Here are the steps I took to configure and use the model. I downloaded the fp16 version of the model, and renamed it to model.onnx
, putting it in data/models/mxbai-embed-large-v1/model.onnx
, I also downloaded the associated vocab.txt
and put it in the same place. Lastly create a config.json
with the following content:
{
"model_type": "bert",
"vocab_file_name": "vocab.txt"
}
Schema setup
Now, when creating the schema for your collection, you can configure additional fields that will be embeddings of text fields:
schema = {
"name": "sites",
"fields": [
{"name": "title", "type": "string"},
{"name": "author", "type": "string", "optional": True},
{"name": "url", "type": "string"},
{"name": "text", "type": "string", "optional": True},
{
"name": "text_embedding",
"type": "float[]",
"embed": {
"from": ["text"],
"model_config": {
"model_name": "mxbai-embed-large-v1",
},
},
},
],
}
create_response = client.collections.create(schema)

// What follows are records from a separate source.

PR #719, opened 2019-07-22
fix: engagement flicker on scroll of items

NickBurkhartBB:
@deemaabdallah here is the fix for the flickering on the engagement list. There are two parts to the fix.

1.) Making some inbox block components PureComponents
I added shouldComponentUpdate functions to make sure extra re-renders don't occur. I had to use the function instead of PureComponent as each block gets all props so it would still re-render using PureComponent.

2.) adding key to flat list render item
As you scrolled since the keys didn't match it would re-create the element inside the flat list causing the flicker

### DIFF
--- a/packages/fsengagement/src/EngagementComp.tsx
+++ b/packages/fsengagement/src/EngagementComp.tsx
@@ -260,7 +260,7 @@ export default function(
           ...props,
           storyGradient: props.story ? json.storyGradient : null,
           api,
-          key: Math.floor(Math.random() * 1000000)
+          key: this.dataKeyExtractor(item)
         },
         private_blocks && private_blocks.map(this.renderBlock)
       );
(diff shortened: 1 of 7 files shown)


packages/fsengagement/src/EngagementComp.tsx
```diff
@@ -418,5 +419,9 @@ export default function(
         </View>
       );
     }
+
+    dataKeyExtractor = (item: BlockItem): string => {
+      return item.id || item.key || Math.floor(Math.random() * 1000000).toString();
```
NickBurkhartBB: this part is where I was a little unsure of the data structures returned from the API so I tried my best to use the values I felt uniquely identified each part, falling back to the previous random key which might not be the best idea but I left it in

andyschwob: Yeah im pretty sure it's always `key` now, looking at the JSON type i see id is in there too though.  This should be fine.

All the work will be done for you at index time. Performance can be slowed by this (I’ve seen docs take up to 4 seconds to index), but this can be helped by working in bulk or parallelizing requests. Querying is fast and accurate, which is exactly the trade-off I’d want to see.
Typesense is designed without any sort of UI, so I’ve been using typesense-ui to browse records, pull random ids for testing etc and it has worked well so far. Overall I’ve been very impressed.